━━━ Records supplied ━━━
PR #1383, opened 2015-05-21
Add media accesor

bburnichon:
PHRAS-519


lib/Alchemy/Phrasea/Controller/Api/V1Controller.php
```diff
@@ -921,9 +933,37 @@ private function listEmbeddableMedia(\record_adapter $record, \media_subdef $med
...
+        ];
+        if ($url_ttl >= 0) {
+            $payload['exp'] = $payload['iat'] + $url_ttl;
+        }
+
+        /** @var SecretProvider $provider */
+        $provider = $this->app['provider.secrets'];
+        $secret = $provider->getSecretForUser($issuer);
+
+        return sprintf('media_accessor', [
```
bburnichon: oups... should not be an `sprintf`

Issue #1334, opened 2015-04-02
Split Controller providers and controllers.


bburnichon:
Very big PR to Split controller providers into proper `ControllerProvider` class and `Controller` class

- [x] Admin/Collection
- [x] Admin/ConnectedUsers
- [x] Admin/Dashboard
- [x] Admin/Databox
- [x] Admin/Databoxes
━━━
*Task brief*:
Would you print all of the entries exactly as they stand?

*Output*:
PR #1383, opened 2015-05-21
Add media accesor

bburnichon:
PHRAS-519


lib/Alchemy/Phrasea/Controller/Api/V1Controller.php
```diff
@@ -921,9 +933,37 @@ private function listEmbeddableMedia(\record_adapter $record, \media_subdef $med
...
+        ];
+        if ($url_ttl >= 0) {
+            $payload['exp'] = $payload['iat'] + $url_ttl;
+        }
+
+        /** @var SecretProvider $provider */
+        $provider = $this->app['provider.secrets'];
+        $secret = $provider->getSecretForUser($issuer);
+
+        return sprintf('media_accessor', [
```
bburnichon: oups... should not be an `sprintf`

Issue #1334, opened 2015-04-02
Split Controller providers and controllers.


bburnichon:
Very big PR to Split controller providers into proper `ControllerProvider` class and `Controller` class

- [x] Admin/Collection
- [x] Admin/ConnectedUsers
- [x] Admin/Dashboard
- [x] Admin/Databox
- [x] Admin/Databoxes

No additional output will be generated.